• [Task objective]: Set down exactly the lines below, from the one containing "PP-7702 enable my" through the final line, and include no others.

Collected data entries:
%%

PR #430, opened 2021-03-18
PP-7702 enable my services as default view for selfservice

SandorArpa:
- enable default view


danworth (approved):
Looks good, this is true for selfservice in all environments 🏅

PR #436, opened 2021-03-18
PP-7755 Test new versions of nginx with toolbox deploy

mrlumbu:
As with other sidecars, on new version of nginx proxy then deploythe new version as by passing in new version to toolbox deploy, and only push the new image to staging once that deploy has succeeded.

https://cd.gds-reliability.engineering/teams/pay-dev/pipelines/deploy-to-test?group=nginx-proxy


nimalank7 (approved):
LGTM!

PR #438, opened 2021-03-18
PP-7755 nginx check staging prod

mrlumbu:
As with telegraf, deploy new version of nginx in staging as part of toolbox deployment to check its ok before pushing up to prod, then deploy to toolbox in prod to check its ok in prod.

https://cd.gds-reliability.engineering/teams/pay-deploy/pipelines/deploy-to-staging?group=nginx-proxy
https://cd.gds-reliability.engineering/teams/pay-deploy/pipelines/deploy-to-production?group=nginx-proxy

### DIFF
--- a/ci/pipelines/deploy-to-production.yml
+++ b/ci/pipelines/deploy-to-production.yml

%%

• [Answer to the exercise]:
PP-7702 enable my services as default view for selfservice

SandorArpa:
- enable default view


danworth (approved):
Looks good, this is true for selfservice in all environments 🏅

PR #436, opened 2021-03-18
PP-7755 Test new versions of nginx with toolbox deploy

mrlumbu:
As with other sidecars, on new version of nginx proxy then deploythe new version as by passing in new version to toolbox deploy, and only push the new image to staging once that deploy has succeeded.

https://cd.gds-reliability.engineering/teams/pay-dev/pipelines/deploy-to-test?group=nginx-proxy


nimalank7 (approved):
LGTM!

PR #438, opened 2021-03-18
PP-7755 nginx check staging prod

mrlumbu:
As with telegraf, deploy new version of nginx in staging as part of toolbox deployment to check its ok before pushing up to prod, then deploy to toolbox in prod to check its ok in prod.

https://cd.gds-reliability.engineering/teams/pay-deploy/pipelines/deploy-to-staging?group=nginx-proxy
https://cd.gds-reliability.engineering/teams/pay-deploy/pipelines/deploy-to-production?group=nginx-proxy

### DIFF
--- a/ci/pipelines/deploy-to-production.yml
+++ b/ci/pipelines/deploy-to-production.yml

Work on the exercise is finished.